**What this task involves:**
Copy out the lines of the material that include the string "probably".

———

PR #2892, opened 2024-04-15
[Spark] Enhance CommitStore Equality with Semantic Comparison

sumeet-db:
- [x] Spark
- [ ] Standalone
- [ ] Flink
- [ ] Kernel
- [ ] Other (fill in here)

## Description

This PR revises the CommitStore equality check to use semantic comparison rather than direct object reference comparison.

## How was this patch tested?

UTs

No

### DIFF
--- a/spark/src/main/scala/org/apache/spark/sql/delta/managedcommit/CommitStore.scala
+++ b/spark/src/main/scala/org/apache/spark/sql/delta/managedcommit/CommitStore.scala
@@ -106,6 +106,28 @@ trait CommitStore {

———

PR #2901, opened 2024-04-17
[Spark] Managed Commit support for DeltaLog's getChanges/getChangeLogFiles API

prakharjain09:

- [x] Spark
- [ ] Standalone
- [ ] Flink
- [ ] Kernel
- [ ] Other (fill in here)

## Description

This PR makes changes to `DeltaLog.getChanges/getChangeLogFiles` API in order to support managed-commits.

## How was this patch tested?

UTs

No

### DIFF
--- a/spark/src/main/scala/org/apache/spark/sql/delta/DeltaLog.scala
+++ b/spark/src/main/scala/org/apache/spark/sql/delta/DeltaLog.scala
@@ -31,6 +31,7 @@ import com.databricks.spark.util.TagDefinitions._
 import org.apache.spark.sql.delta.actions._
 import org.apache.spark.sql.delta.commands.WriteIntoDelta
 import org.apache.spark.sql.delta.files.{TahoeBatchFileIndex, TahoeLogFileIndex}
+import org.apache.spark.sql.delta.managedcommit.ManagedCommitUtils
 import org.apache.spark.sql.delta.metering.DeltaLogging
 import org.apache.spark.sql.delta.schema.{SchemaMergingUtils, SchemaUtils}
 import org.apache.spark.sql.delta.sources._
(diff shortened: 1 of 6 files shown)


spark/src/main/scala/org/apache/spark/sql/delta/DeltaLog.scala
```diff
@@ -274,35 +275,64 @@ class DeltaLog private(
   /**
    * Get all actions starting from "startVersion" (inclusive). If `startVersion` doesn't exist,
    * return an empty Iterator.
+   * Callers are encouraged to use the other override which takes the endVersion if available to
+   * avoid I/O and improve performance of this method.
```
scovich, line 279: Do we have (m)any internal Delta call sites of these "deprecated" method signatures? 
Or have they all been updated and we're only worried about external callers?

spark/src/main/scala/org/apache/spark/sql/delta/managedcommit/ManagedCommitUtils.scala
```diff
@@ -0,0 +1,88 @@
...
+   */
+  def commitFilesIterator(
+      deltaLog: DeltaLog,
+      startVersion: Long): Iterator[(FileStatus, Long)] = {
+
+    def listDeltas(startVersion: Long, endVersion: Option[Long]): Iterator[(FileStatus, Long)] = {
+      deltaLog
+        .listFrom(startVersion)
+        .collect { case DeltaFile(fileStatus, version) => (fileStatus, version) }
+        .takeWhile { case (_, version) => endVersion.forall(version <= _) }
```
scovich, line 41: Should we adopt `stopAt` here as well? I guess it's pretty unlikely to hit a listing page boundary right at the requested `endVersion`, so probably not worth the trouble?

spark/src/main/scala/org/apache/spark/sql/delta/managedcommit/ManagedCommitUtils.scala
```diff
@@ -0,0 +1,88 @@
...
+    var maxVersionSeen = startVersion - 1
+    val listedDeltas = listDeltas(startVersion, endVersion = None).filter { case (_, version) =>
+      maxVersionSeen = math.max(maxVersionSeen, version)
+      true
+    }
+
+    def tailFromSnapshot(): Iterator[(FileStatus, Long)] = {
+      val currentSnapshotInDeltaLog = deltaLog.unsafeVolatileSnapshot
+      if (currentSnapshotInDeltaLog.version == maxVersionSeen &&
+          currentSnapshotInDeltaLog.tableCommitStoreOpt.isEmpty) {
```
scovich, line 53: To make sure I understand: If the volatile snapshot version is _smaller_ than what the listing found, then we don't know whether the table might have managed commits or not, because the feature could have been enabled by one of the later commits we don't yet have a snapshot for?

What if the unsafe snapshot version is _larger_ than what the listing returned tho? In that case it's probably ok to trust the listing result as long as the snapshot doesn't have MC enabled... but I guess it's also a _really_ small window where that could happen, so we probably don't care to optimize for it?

———

**Written answer:**
scovich, line 41: Should we adopt `stopAt` here as well? I guess it's pretty unlikely to hit a listing page boundary right at the requested `endVersion`, so probably not worth the trouble?
What if the unsafe snapshot version is _larger_ than what the listing returned tho? In that case it's probably ok to trust the listing result as long as the snapshot doesn't have MC enabled... but I guess it's also a _really_ small window where that could happen, so we probably don't care to optimize for it?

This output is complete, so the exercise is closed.